Figure 2 and 3 in this paper
([http://cran.r-project.org/web/packages/gcbd/vignettes/gcbd.p...](http://cran.r-project.org/web/packages/gcbd/vignettes/gcbd.pdf))
show atlas is only better than an unoptimized ("reference") BLAS
implementation and that it is many times slower than the winner GotoBLAS (now
OpenBLAS <http://xianyi.github.com/OpenBLAS/>), which is written assembly by
Kazushige Goto while he worked at the Texas Advanced Computing Center.

Edit: Article in the NY Times about Mr.
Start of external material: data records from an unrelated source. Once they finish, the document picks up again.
PR #83, opened 2019-03-11
Equality of Sigma-types, truncatedness of Sigma-types and products

loic-p:
Add an alternative equality for Sigma-types, following the HoTT Book. Use it to prove truncatedness results for Sigma-types, and specialize them to nondependent products.

PR #84, opened 2019-03-11
some stuff

riaqn:
proving that set quotient from
a discrete type modulo a decidable equivalance relation is discrete.
Along the way I proved lots of other useful results too, including:

1. defined half adjoint equivalence, and convert isomorphism to it
2. (cong f) where f is an equivalence, is also an equivalence
3. A ≡ B is a N-type, if both A and B are N-types.
4. the collection of all N-types is itself a N+1 type
5. some other results for compPath, including right unit, right
inverse, and associtivity; they are done purely cubically.


riaqn:
As some of my result overlaps with Loic's (https://github.com/agda/cubical/pull/83), I suggest we merge Loic's PR first, then I will do the conflict resolution and code re-organization. After that we can consider merge my PR.

Cubical/Core/Prelude.agda
```diff
@@ -78,12 +78,58 @@ compPathP : {A : I → Set ℓ} → {x : A i0} → {y : A i1} → {B_i1 : Set 
   (p : PathP A x y) → (q : PathP (λ i → B i) y z) → PathP (λ j → ((λ i → A i) ∙ B) j) x z
 compPathP p q j = compPathP-filler p q j i1
 
+∙-rInv : (p : x ≡ y) → p ∙ (sym p) ≡ refl
```
mortberg: This proof and the next are in https://github.com/agda/cubical/blob/master/Cubical/Foundations/GroupoidLaws.agda

Cubical/Core/Prelude.agda
```diff
@@ -78,12 +78,58 @@ compPathP : {A : I → Set ℓ} → {x : A i0} → {y : A i1} → {B_i1 : Set 
...
+                 ; (j = i0) → x
+                 ; (j = i1) → y }) (p j)
+
 _≡⟨_⟩_ : (x : A) → x ≡ y → y ≡ z → x ≡ z
 _ ≡⟨ x≡y ⟩ y≡z = x≡y ∙ y≡z
 
 _∎ : (x : A) → x ≡ x
 _ ∎ = refl
 
+-- another definition of composition, useful for some proofs
```
mortberg: Interesting, can you point me to some proofs where this is useful?

I think this should be defined using the triple composition of @loic-p :  https://github.com/agda/cubical/blob/master/Cubical/Foundations/GroupoidLaws.agda#L179

Maybe the same holds for the normal compPath (now called \.)? In fact, maybe we can develop some lemmas for the triple composition and then recover the lemmas for compPath and compPath' from the general one?

Cubical/Core/Prelude.agda
```diff
@@ -78,12 +78,58 @@ compPathP : {A : I → Set ℓ} → {x : A i0} → {y : A i1} → {B_i1 : Set 
...
+                       y
+
+∙-assoc' : {w : A} (p : x ≡ y) (q : y ≡ z) (r : z ≡ w) → (p ∙ q) ∙ r ≡ p ∙ (q □ r)
+∙-assoc' {x = x} p q r i j = hcomp (λ k → \ { (i = i0) → compPath-filler (p ∙ q) r k j
+                                            ; (i = i1) → compPath-filler p (q □ r) k j
+                                            ; (j = i0) → x
+                                            ; (j = i1) → compPath'-filler q r i k})
+                                   (compPath-filler p q (~ i) j)
+
+∙-assoc : {w : A} (p : x ≡ y) (q : y ≡ z) (r : z ≡ w) → (p ∙ q) ∙ r ≡ p ∙ (q ∙ r)
```
mortberg: This is already proved in the GroupoidLaws file, but maybe this proof is slicker

Cubical/Foundations/Equiv.agda
```diff
@@ -71,3 +87,13 @@ compEquiv f g = isoToEquiv
 --   invEquivInvol f i .fst = fst f
 --   invEquivInvol f i .snd = propIsEquiv (fst f) (snd (invEquiv (invEquiv f))) (snd f) i
 
+-- Transport is an equivalence
+isEquivTransport : ∀ {ℓ} {A B : Set ℓ} (p : A ≡ B) → isEquiv (transport p)
```
mortberg: This is and the next result is in: https://github.com/agda/cubical/blob/master/Cubical/Foundations/Transport.agda#L28

(with better proofs)

Cubical/Foundations/HAEquiv.agda
```diff
@@ -0,0 +1,120 @@
...
+HAEquiv : ∀ {ℓ ℓ'} (A : Set ℓ) (B : Set ℓ') → Set (ℓ ⊔ ℓ')
+HAEquiv A B = Σ (A → B) λ f → isHAEquiv f
+
+private
+  variable
+    ℓ ℓ' : Level
+    A : Set ℓ
+    B : Set ℓ'
+
+homotopyNatural' : {f g : A → B} (H : ∀ a → f a ≡ g a) {x y : A} (p : x ≡ y) → (H x) ∙ (cong g p) ≡ (cong f p) □ (H y)
```
mortberg: Maybe this and the next result should be put in `private` ?

Cubical/Foundations/HAEquiv.agda
```diff
@@ -0,0 +1,120 @@
...
+                 ; (i = i1) → compPath'-filler (cong f p) (H y) k j
+                 ; (j = i0) → cong f p (i ∧ (~ k))
+                 ; (j = i1) → cong g p (i ∨ k) })
+        (H (p i) j)
+
+homotopyNatural : {f g : A → B} (H : ∀ a → f a ≡ g a) {x y : A} (p : x ≡ y) → (H x) ∙ (cong g p) ≡ (cong f p) ∙ (H y)
+homotopyNatural H p = (homotopyNatural' H p) ∙ (□≡∙ _ _)
+
+Hfa≡fHa : ∀ {ℓ} {A : Set ℓ} (f : A → A) (H : ∀ a → f a ≡ a) → ∀ a → H (f a) ≡ cong f (H a)
+Hfa≡fHa {A = A} f H a = H (f a) ≡⟨ sym (∙-rUnit (H (f a))) ⟩
```
mortberg: Indentation is weird here, can you fix it so that it's aligned properly?

Cubical/Foundations/HAEquiv.agda
```diff
@@ -0,0 +1,120 @@
...
+    com a i j = hcomp (λ k → \ { (i = i0) → ε (f (η a j)) k
+                                ; (i = i1) → hfill (sides (f a) j) (inc (bot (f a) j)) k
+                                ; (j = i0) → ε (f (g (f a))) k
+                                ; (j = i1) → ε (f a) k})
+                       ( cong (cong f) (sym (Hfa≡fHa (λ x → g (f x)) η a)) i j)
+
+equiv→HAEquiv : A ≃ B → HAEquiv A B
+equiv→HAEquiv e = iso→HAEquiv (equivToIso e)
+
+congEquiv : ∀ {ℓ ℓ'} {A : Set ℓ} {B : Set ℓ'} {x y : A} (e : A ≃ B) → (x ≡ y) ≃ (e .fst x ≡ e .fst y)
```
mortberg: This is proved somewhere else as discussed, but that proof was not as general? (A and B had to be in the same universe)

Maybe this proof is the one that should be used everywhere?

Cubical/Foundations/HLevels.agda
```diff
@@ -25,7 +25,6 @@ hProp {ℓ} = Σ (Set ℓ) isProp
 
 isOfHLevel : ∀ {ℓ} → ℕ → Set ℓ → Set ℓ
 isOfHLevel 0 A = isContr A
-isOfHLevel 1 A = isProp A
```
mortberg: As discussed in some other thread I'm not sure if we should do this change or not... 

@3abc : what do you think?

Cubical/Foundations/HLevels.agda
```diff
@@ -103,22 +111,39 @@ hLevelPi : ∀ {ℓ ℓ'} {A : Set ℓ} {B : A → Set ℓ'} n
...
+  sub-lemma : isOfHLevel n (∀ x → f x ≡ g x)
+  sub-lemma = hLevelPi n λ x → h x (f x) (g x)
+
+isSetPi : ∀ {ℓ ℓ'} {A : Set ℓ} {B : A → Set ℓ'}
+  → ((x : A) → isSet (B x))
+  → isSet ((x : A) → B x)
+isSetPi Bset = isOfHLevel2→isSet (hLevelPi 2 (λ a → isSet→isOfHLevel2 (Bset a)))
+
+
+isSet→isSet' : ∀ {ℓ} {A : Set ℓ} → isSet A → isSet' A
```
mortberg: Long lines in this proof

Cubical/HITs/SetQuotients/Properties.agda
```diff
@@ -17,26 +17,147 @@ open import Cubical.HITs.SetTruncation
...
 open import Cubical.Foundations.HLevels
+open import Cubical.Relation.Nullary
+open import Cubical.Relation.Binary.Base
+open import Cubical.Data.Nat.Base
+open import Cubical.Foundations.Univalence
+open import Cubical.Data.Nat.Properties
+open import Cubical.Foundations.HAEquiv
+
+
+Σ≡ : ∀ {ℓ ℓ'} {A : Set ℓ} {B : A → Set ℓ'}
```
mortberg: Some of the results here are already proved in https://github.com/agda/cubical/pull/83, so let's remove/move them to the proper file once that is merged

Cubical/HITs/SetQuotients/Properties.agda
```diff
@@ -82,3 +203,53 @@ setQuotUniversal Bset = isoToEquiv (iso intro elim elimRightInv elimLeftInv)
     (λ sur → Bset (elim (intro g) x) (g x))
     (λ sur → cong (elim (intro g)) (sym (snd sur)) ∙ (cong g (snd sur))) ([]surjective x)
     )
+
+reflect : (Rprop : BinaryRelation.isProp R) (Requiv : BinaryRelation.isEquiv R) (a b : A) → [ a ] ≡ [ b ] → R a b
```
mortberg: Why is BinaryRelation qualified?

mortberg: Why is this called `reflect`? I would call it `effective`

Cubical/HITs/SetQuotients/Properties.agda
```diff
@@ -82,3 +203,53 @@ setQuotUniversal Bset = isoToEquiv (iso intro elim elimRightInv elimLeftInv)
...
+    elim : R a b → [ a ] ≡ [ b ]
+    elim = eq/ a b
+
+    intro-elim : ∀ x → intro (elim x) ≡ x
+    intro-elim ab = Rprop a b _ _
+
+    elim-intro : ∀ x → elim (intro x) ≡ x
+    elim-intro eq = squash/ _ _ _ _
+
+discreteSetQuotients : Discrete A → BinaryRelation.isProp R → BinaryRelation.isEquiv R → (∀ a₀ a₁ → Dec (R a₀ a₁)) → Discrete (A / R)
```
mortberg: Long lines

Cubical/Core/Prelude.agda
riaqn: yes, that sounds a good idea. In fact, even better, we can define compPath x y as tripleComp refl x y, and compPath' x y as tripleComp x y refl. I will work on this.

Cubical/Core/Prelude.agda
riaqn: I actually quite like the proof in GroupoidLaws, will use that.

Cubical/Foundations/HLevels.agda
3abc: > As discussed in some other thread I'm not sure if we should do this change or not...
> 
> @3abc : what do you think?

How about just keeping two `isOfHLevel`s, one is defined using three cases and one is defined using two? And prove their equivalence. The problem of the current version is not only we will need 

```Agda
isProp→IsOfHLevel1 : ∀ {ℓ} {A : Set ℓ} → isProp A → isOfHLevel 1 A
isOfHLevel1→isProp : ∀ {ℓ} {A : Set ℓ} → isOfHLevel 1 A → isProp A
isSet→isOfHLevel2 : ∀ {ℓ} {A : Set ℓ} → isSet A → isOfHLevel 2 A
isOfHLevel2→isSet : ∀ {ℓ} {A : Set ℓ} → isOfHLevel 2 A → isSet A
```

We will also need things like `isGroupoid→isOfHLevel3` and `isTwoGroupoid→isOfHLevel4` when working with higher truncations. For truncations definitional equality is good because then `isOfHLevel 4` can be used as higher constructors.

3abc: And if you really want truncation eliminators to compute fast, too much going back and forth will be bad. (This is ironical, what's good about HoTT is one can transport back and forth, in theory it's doable, in practice some of us try to avoid transporting too much so that things really compute.)

Cubical/HITs/SetQuotients/Properties.agda
loic-p: Note that the equality for sigma-types we used is different : in #83 my definition is basically the one from the HoTT book, while this one makes use of the native dependent paths in CuTT.

Even though the HoTT-style equality can be useful at times, this one is basically a primitive so I think it is a better way of proving properties for sigma-types, and therefore that the proof of hLevelSigma below should be the one kept when merging.

mortberg: Interesting! I didn't realize that @loic-p used the HoTT book version. I would expect the one using native dependent paths to be a bit easier to use, so let's indeed use this one.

Goto
[http://www.nytimes.com/2005/11/28/technology/28super.html?sc...](http://www.nytimes.com/2005/11/28/technology/28super.html?scp=1&sq=Kazushige%20Goto&st=cse&_r=0)

------
raverbashing
This is a very interesting exercise

CPUs are very capable today, unfortunately, to get 'every last drop of
performance' is very difficult.

I'd say that CPUs are more complex than compilers can optimize the code for
them.

Of course, manually optimizing for something like this is "easy" (if you have
a somewhat deep knowledge of Intel's manuals)

Now for "everyday computing" this gets tougher, even though compilers do a
good job (good, not great) and it's usually good enough.

So you end up going to the deeper details in time-sensitive things: games,
video processing, etc

There are some tools (from Intel and AMD, even though I tested only the AMD
one some time ago) that tells you 'everything' that you need to know about how
good your code is. For example, IIRC, if you load a register then immediately
store to it (or store then load, I don't remember), there's a stall, so you
can do something else in between

------
TallboyOne
I always get a mild wave of depression after reading stuff like this, because
of how absolutely much I do not know.

------
martinced
I'm a bit surprised by the most voted answer by a user who has 80K rep on SO.

By this part:

 _"If you decide to compile and run this, pay attention to your CPU
temperatures!!! Make sure you don't overheat it. And make sure CPU-throttling
doesn't affect your results!"_

Fair enough for the CPU throttling.

But did the nineties just call? Computers dying due to CPU overheating was all
scary and spooky back when we were running old AMDs and old Pentium CPUs but I
haven't own any CPU that could die due to overheating since a very, very long
time. They do automagically throttle to: a) make sure they stay within their
TDP specs b) make sure they don't melt.

I mean: honestly, scientists should start to worry about overheating their CPU
that are going to melt?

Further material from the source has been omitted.